Die große Spritlüge – Warum Deutschland seine Autofahrer systematisch melkt

Wer dieser Tage von Bulgarien nach Deutschland schaut und auf die Zapfsäule blickt sieht nicht einfach nur einen Preisunterschied, er sieht einen politischen Offenbarungseid. Am 22. März 2026 liegt der durchschnittliche Preis für Super 95 in Bulgarien bei etwa 1,43 Euro pro Liter und für Diesel bei etwa 1,58 Euro. In Deutschland liegt Super 95 gleichzeitig bei rund 2,16 Euro, Diesel bei rund 2,28 Euro. Schon die offiziellen EU-Daten vom 16. März zeigen denselben Befund. Bulgarien meldete 1,331 Euro für Euro 95 und 1,437 Euro für Diesel, Deutschland 2,085 Euro für Euro 95 und 2,146 Euro für Diesel. Das ist keine Randnotiz, das ist ein Schlag ins Gesicht für jeden der in Deutschland auf ein Auto angewiesen ist.

Die bequeme Ausrede lautet wie immer Weltmarkt, Krise, Krieg, Unsicherheit. Natürlich spielen Rohölpreis, Dollar und geopolitische Spannungen eine Rolle. Die Eskalation rund um Iran hat die Energiemärkte in Europa erneut unter Druck gesetzt und selbst die Bundesregierung spricht inzwischen von Maßnahmen gegen sprunghafte Preissteigerungen an Tankstellen. Aber wer daraus ableiten will, Deutschland sei bloß ein ahnungsloses Opfer der Weltlage verschweigt den entscheidenden Punkt. In Deutschland wird nicht nur teurer eingekauft, in Deutschland wird auf hohe Preise noch einmal ein besonders schwerer staatlicher Rucksack geschnallt.

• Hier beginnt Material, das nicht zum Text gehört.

PR #251, opened 2015-07-24
B-0 fixed bugs in GridFSFile related to seeking and flushing current page

jsbattig:
Fixed bug when seeking into a  page has been deleted, and the page is not available in cursor. Signs used to compare if page is available were reversed in the comparison.
Also fixed problem flushing page when positioned one byte after the end of the page

### DIFF
--- a/src/mongoc/mongoc-gridfs-file-private.h
+++ b/src/mongoc/mongoc-gridfs-file-private.h
@@ -59,6 +59,7 @@ struct _mongoc_gridfs_file_t
    const char                *bson_content_type;
    bson_t                     bson_aliases;
    bson_t                     bson_metadata;
+   bool                       pos_after_read_write;
 };
 
 
--- a/src/mongoc/mongoc-gridfs-file.c
+++ b/src/mongoc/mongoc-gridfs-file.c
@@ -598,7 +598,7 @@ _mongoc_gridfs_file_refresh_page (mongoc_gridfs_file_t *file)
       /* if we have a cursor, but the cursor doesn't have the chunk we're going
        * to need, destroy it (we'll grab a new one immediately there after) */
       if (file->cursor &&
-          !(file->cursor_range[0] >= n && file->cursor_range[1] <= n)) {
+          !(file->cursor_range[0] <= n && file->cursor_range[1] >= n)) {
          mongoc_cursor_destroy (file->cursor);
          file->cursor = NULL;
       }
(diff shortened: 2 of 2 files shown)


ajdavis:
Thanks for this, I'm sorry I haven't reviewed it yet. We may not merge until after the upcoming 1.2-beta release, but I certainly appreciate the contribution and I'll take a close look soon.

ajdavis:
Still haven't forgotten about this, just continuing to put it off while we handle higher-priority issues in the 1.2 beta period.

jsbattig:
No problem.
Jesse, one more thing.
I saw on some comment I think in Jira or somewhere that apparently the team
working on the driver was planning to make GridFS files be almost
"unidirectional" streams at some point.
We definitively use them as "streams" and not like unidirectional files.
Why is this idea? I remember while working in the legacy driver, I went
thorough lengths to clean the GridFS code and make it stable and reliable
work as a bi-directional stream with minimal buffering to improve
performance.
That's how we use GridFS file here at Convey, so if you decide to go with
unidirectional mode it will force us to implement our wrapper on top using
two GridFS objects and somehow trying to keep them sync when operations
doing input/output get interleaved.

Thanks

ajdavis:
@ksuarz will you please take a look at this along with your other GridFS work in the C Driver?

ksuarz:
Sorry for the delay -- I've been looking at this in our JIRA project.

https://jira.mongodb.org/browse/CDRIVER-765

jsbattig:
@ksuarz , thanks for checking at my Pull Request.
Also, have you made any decision guys on making GridFS files unidirectional? I think it would be a bad idea... in fact, I would err on the side of making it high efficiency and bi-directional, otherwise you are cutting off many potential use cases that need to deal with Streams (bi-directional)

ajdavis:
Hi @jsbattig I changed my mind about that. We have an existing API that allows you to read, write, and seek in a GridFS file (until you close it). So with your help we're fixing all the bugs and improving documentation in that existing API.

There's a new spec that all MongoDB drivers must comply with in the next year, to reduce our inconsistencies:

https://github.com/10gen/specifications/tree/master/source/gridfs

I'd originally thought the spec prohibited mixed reads and writes, so I was planning to remove them in the C Driver 2.0. But after discussion with the GridFS spec authors we've decided that the C driver's ability to seek, read, and write in unclosed GridFS files is an acceptable extension to the spec. Developers like you depend on those features, so we won't remove that ability.

I added a comment on [CDRIVER-511, "Files written to GridFS must be saved before being read back"](https://jira.mongodb.org/browse/CDRIVER-511):

> Editing myself: we can't break backwards compatibility, we promised that mixed reads & writes are allowed so we have to fix any logic errors related to that. The GridFS spec does not mention mixed reads and writes, so it doesn't prohibit us from continuing to support (and bugfix) that feature.

ajdavis:
Thanks @jsbattig! We've included your comparison fix in https://github.com/mongodb/mongo-c-driver/pull/273. We took a more general approach to fixing the hack that the driver had used for calculating the page number.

Der deutsche Staat verdient an jedem Liter kräftig mit. Laut Zoll beträgt die Energiesteuer auf unverbleites Benzin 654,50 Euro je 1.000 Liter, auf Diesel 470,40 Euro je 1.000 Liter. Dazu kommen 19 Prozent Mehrwertsteuer. Obendrauf wirkt seit Jahren die nationale CO₂-Bepreisung, die nach Angaben von Destatis zum 1. Januar 2026 von 55 Euro auf einen Korridor zwischen 55 und 65 Euro pro Tonne angehoben wurde. Der ADAC erklärt, dass genau diese CO₂-Abgabe das Tanken weiter verteuert und 2026 erneut nach oben drückt. Das ist der Kern der deutschen Preiskatastrophe, nicht irgendein dunkler Zauber, sondern eine politisch gebaute Abgabenmaschine.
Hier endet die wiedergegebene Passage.